━━━━━ DATA FOR ANALYSIS

PR #32, opened 2019-08-16
Add k8s deploy scripts

jtrussell:
I'm sure there are things in here that are not totally, 100%, all the way, iron clad, best practices.

This is still a manual deploy process, and requires yet another file that is not tracked by version control. Basically the same thing as `.env` except with production values.

Updated the README to include steps to deploy though there is some other configuration you'll need to do as well (mostly to set up the `kubectl` utility). I'll share the prod secrets file with you all too.

### DIFF
--- a/.env.template
+++ b/.env.template
@@ -8,7 +8,7 @@ GOOGLE_CALLBACK_URL=http://localhost:3001/auth/google/callback
 GOOGLE_AUTH_SCOPE=https://www.googleapis.com/auth/userinfo.email
 
 # Google Analytics
-GA_TRACKING_ID=UA-142178156-1
+GA_TRACKING_ID=XX-YYYYYYYYY-1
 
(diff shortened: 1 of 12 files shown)


jtrussell:
Flagging https://github.com/mythgard-hub/mythgard-hub/pull/32/commits/456e4befe65633d4e1f38b3a95d12dfae20aaf29 as a commit of interest. The rational here is that we want to have access to certain environment variables when `next build` runs. I'm not sure there's a great way of doing this without smashing those variables into yet another spot (`ENV` directives int the Dockerfile)... which would mean they'd then live in the Dockerfile, `.env` and k8s secrets. Building in the deployed-to environment means you should have access to the correct env vars at build time.

Definitely not ideal. It might make sense to move all non-sensitive things to Dockerfiles (all the things Next cares about) and use secrets just for secrets.

PR #33, opened 2019-08-17
Import cards

alexmiddeleer:


lily-pytel:
We should change all the janky e2e tests to work with real cards - yay!

alexmiddeleer:
@lily-pytel Yeah it's not part of the Docker build. I didn't want the card data to be freely available.

PR #34, opened 2019-08-17
No need to record videos with travis cypress tests

alexmiddeleer:


alexmiddeleer:
well, that didn't work.

PR #36, opened 2019-08-18
Import path power validation

lily-pytel:
- `import-deck` converted to working with apollo hooks
- path and power validation added. They are excluded if they don't exist in our database

### DIFF
--- a/README.md
+++ b/README.md
@@ -92,7 +92,7 @@ Please use prettier and eslint. Configs are located in next, express, and e2e, b
 
 ## Deploying
 
-Ensure that the `docker` and `kubectl` commands are installed and in you path.  Docker will need to be configured to push to the `gsdf` organization in the public registry and `kubectl` must be pointed at your target cluster.
+Ensure that the `docker` and `kubectl` commands are installed and in you path. Docker will need to be configured to push to the `gsdf` organization in the public registry and `kubectl` must be pointed at your target cluster.
 
 First, create a release. E.g.:
 
@@ -115,7 +115,3 @@ Note that in order to run this script you will have to create the file `kube-con
 ## Importing Data
 
 See comments for import-\* scripts in /scripts
-
-## Misc Notes
-
-- To remove all containers: `docker container rm $(docker container ps -aq)`
--- a/README.md
+++ b/README.md
@@ -90,7 +90,6 @@ To run all tests:
 
 Please use prettier and eslint. Configs are located in next, express, and e2e, but you will need to `npm install` the necessary eslint plugins.
 
-
 ## Deploying
 
 Ensure that the `docker` and `kubectl` commands are installed and in you path.  Docker will need to be configured to push to the `gsdf` organization in the public registry and `kubectl` must be pointed at your target cluster.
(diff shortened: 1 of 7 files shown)


README.md
```diff
@@ -115,3 +115,7 @@ Note that in order to run this script you will have to create the file `kube-con
 ## Importing Data
 
 See comments for import-\* scripts in /scripts
+
+## Misc Notes
+
+- To remove all containers: `docker container rm $(docker container ps -aq)`
```
alexmiddeleer: I'd probably remove this as it's not specific to mythgard.  We could create another markdown file called `docker-tips.md`, I'd be okay/happy with that. But then we need to maintain it.

next/lib/queries/paths-powers-query.js
```diff
@@ -0,0 +1,20 @@
+import gql from 'graphql-tag';
+
+const pathsAndPowersQuery = gql`
```
alexmiddeleer: You may prefer to make these separate queries since it's more likely to be cachable. We use query batching so it's 1 network request either way. Though, on second thought, that's probably not the graphql way. I'll leave this comment for discussion but you can ignore it if you want. I'm not sure either way.

next/pages/_app.js
```diff
@@ -17,29 +18,31 @@ class MyApp extends App {
...
       <Container>
         <ApolloProvider client={apolloClient}>
-          <Head>
-            <meta charSet="utf-8" />
-            <meta
-              name="viewport"
-              key="viewport"
-              content="width=device-width, initial-scale=1"
-            />
+          <HooksApolloProvider client={apolloClient}>
```
alexmiddeleer: Haha hooks were supposed to remove excessive nesting, but I guess you need just one more first 😉

next/lib/queries/paths-powers-query.js
lily-pytel: I do find separate queries more logical and when possible I do prefer them - like in this case, where our queries are batched. I recognize it's probably not ideal and I should learn to use fragments but I haven't yet

next/pages/_app.js
lily-pytel: Just one more to save a million more!

lily-pytel: Plus the other one will be removed when (not if!) we get rid of all the other ways of doing it

README.md
lily-pytel: Fair enough, I put it in my own notes

next/lib/queries/paths-powers-query.js
lily-pytel: Oh, I totally missed the point of the question. Yeah, I might separate them in the next PR

next/pages/_app.js
```diff
@@ -3,6 +3,7 @@ import Head from 'next/head';
 import Router from 'next/router';
 import withApolloClient from '../components/with-apollo-client';
 import { ApolloProvider } from 'react-apollo';
+import { ApolloProvider as HooksApolloProvider } from 'react-apollo-hooks';
```
jtrussell: Will we need both providers in the long run?

lily-pytel: Hell no!
(I'm hoping. I haven't gotten to the point of replacing all the old components with hooks yet)

PR #37, opened 2019-08-18
Search decks by color

alexmiddeleer:


alexmiddeleer:
I need to work on this a bit more. The react-apollo upgrade really ruined my night 😢

next/components/create-comment.js
```diff
@@ -43,15 +44,14 @@ class CreateComment extends React.Component {
...
+    const query = this.props.deckCommentsQuery;
 
-    previousCommentNodes.push(deckComment);
-    cache.writeQuery({
-      query: this.props.deckCommentsQuery,
-      data: deckQueryObj
-    });
+    const data = cache.readQuery({ query, variables });
+
+    const newData = _.cloneDeep(data);
```
alexmiddeleer: I know this is gross. I pulled my hair out trying to not do it this way, but it seems to be necessary. See https://github.com/apollographql/apollo-client/issues/3909 if curious.

alexmiddeleer:
test failure seems to be a false positive.

next/components/create-comment.js
lily-pytel: Ugh, I'm having flashback to a few weeks ago. This wouldn't be fixed with using the new hooks, would it? Probably not. I've actually had a new behavior with the cache at work when I used the hooks, so it's a bit unpredictable

lily-pytel:
> I need to work on this a bit more. The react-apollo upgrade really ruined my night 😢

@alexmiddeleer I'm so sorry!!! What changed?

alexmiddeleer:
> > I need to work on this a bit more. The react-apollo upgrade really ruined my night 😢
> 
> @alexmiddeleer I'm so sorry!!! What changed?

It wasn't you, it was me. I updated react-apollo. See commit for fix stuck loading messages.

lily-pytel:
> > > I need to work on this a bit more. The react-apollo upgrade really ruined my night 😢
> > 
> > 
> > @alexmiddeleer I'm so sorry!!! What changed?
> 
> It wasn't you, it was me. I updated react-apollo. See commit for fix stuck loading messages.

@alexmiddeleer I thought it was my fault at first and then I saw that you updated in this PR. My three exclamations were for the pain of updating anything

alexmiddeleer:
> @alexmiddeleer I thought it was my fault at first and then I saw that you updated in this PR. My three exclamations were for the pain of updating anything. It was you who taught me the motto "never update"
Well when the current version has a horrible bug it kinda evens it out. The new bug was bad though... killed a few hours and made me a lot more wary of react-apollo.

lily-pytel:
@alexmiddeleer do you want eyes on this before resolving the little conflict with the node modules? I would pull master into this branch just in case our changes clashed somehow

next/components/faction-filter.js
```diff
@@ -1,12 +1,14 @@
 import React from 'react';
 import PropTypes from 'prop-types';
+import { ThemeContext } from './theme-context';
```
lily-pytel: So this can't be used in function components? Or do they need to be wrapped by some provider?

next/components/create-comment.js
```diff
@@ -4,6 +4,7 @@ import gql from 'graphql-tag';
 import { Mutation } from 'react-apollo';
 import ErrorMessage from './error-message';
 import { handleInputChange } from '../lib/form-utils';
+import _ from 'lodash';
```
jtrussell: Can we do a cherry pick import? Something like `import deepClone from 'lodash/foo/deepClone'`? It should result in a smaller bundle getting shipped to the browser.

jtrussell: Also, did lodash make it into the package.json as a dep?

next/components/faction-filter.js
jtrussell: With a consumer you could use an FC. A matter a style I guess ¯\_(ツ)_/¯.

next/components/create-comment.js
alexmiddeleer: I actually tried this and the bundle size was no different. I was surprised actually. I even installed lodash-es and next-transpile-modules. I think tree-shaking may already be happening via the magic of webpack. I could have also just borked it.

jtrussell: @alexmiddeleer Webpack's tree shaking will only key in on what's explicitly imported and exported. Importing all of lodash gets you about an extra .4MB sent to the browser in dev mode. Haven't checked prod. See the image below.

Screen Shot 2019-08-20 at 8 47 55 PM

The first two lines are with `import cloneDeep from 'lodash/cloneDeep';` The last line is with `import _ from 'lodash';`.

Also, we really should add `lodash` as a dep to the next app.

alexmiddeleer:
Alright, will get both the cherry pick and dep in tomorrow.

alexmiddeleer:
@jtrussell just a note - I haven't forgotten about this. But comments are ded now.

jtrussell:
Not worried about it - anything that works gets a green light at this stage ;).

PR #44, opened 2019-08-24
Search cards by text

alexmiddeleer:


next/lib/card-queries.js
```diff
@@ -0,0 +1,68 @@
...
+  return `
+    or: [{
+      name: {
+        includesInsensitive: $searchText
+      }
+    },{
+      rules: {
+        includesInsensitive: $searchText
+      }
+		}]
```
jtrussell: Tabs snuck in?

next/pages/cards.js
```diff
@@ -1,14 +1,45 @@
...
+      >
+        <h1>Cards</h1>
+        <CardSearchForm onSubmit={this.handleSearchSubmit.bind(this)} />
+        <SomeCards filters={this.state.searchQuery} />
+      </Layout>
+    );
+  }
+}
+
+CardsPage.propTypes = {
```
jtrussell: kill dis?

next/lib/card-queries.js
```diff
@@ -0,0 +1,68 @@
+import gql from 'graphql-tag';
+import { useQuery } from 'react-apollo-hooks';
+
+export const getFactionsFilter = factionNames => {
+  if (!factionNames.length) {
+    // null means ignore this filter.
+    // Comma allows chaining.
+    return 'cardFactions: null,';
```
jtrussell: My gut tells me a happier path would be to create a function on the postgres side that takes values from all inputs and handles nulls/empties there. Could be a fun opportunity to try something other than SQL as the function language.

Not worth a refactor if things are working, just something to keep in mind if building a dynamic graphql query starts to get unwieldy or we find that it's hard to protect this endpoint from bad actors.

alexmiddeleer: Probably true. I'm just trying to get the mvp done leveraging the techniques we have already been using. Definitely might need to rewrite but this wasn't that hard to just spin up. Happy to remove it later if it causes problems.

PR #45, opened 2019-08-24
Add search by text to deckbuilder

alexmiddeleer:
There's a todo to make this more DRY with the card-list page. I will probably sneak that into a later PR.


next/components/deck-builder-search-form.js
```diff
@@ -0,0 +1,34 @@
+import React, { useState } from 'react';
```
jtrussell: Looks like the `useState` hook didn't end up getting used.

━━━━━━━━━━

YOUR INSTRUCTIONS
When a line of the records includes "hard", that line belongs in the answer.

RESPONSE BOX
Not worth a refactor if things are working, just something to keep in mind if building a dynamic graphql query starts to get unwieldy or we find that it's hard to protect this endpoint from bad actors.
alexmiddeleer: Probably true. I'm just trying to get the mvp done leveraging the techniques we have already been using. Definitely might need to rewrite but this wasn't that hard to just spin up. Happy to remove it later if it causes problems.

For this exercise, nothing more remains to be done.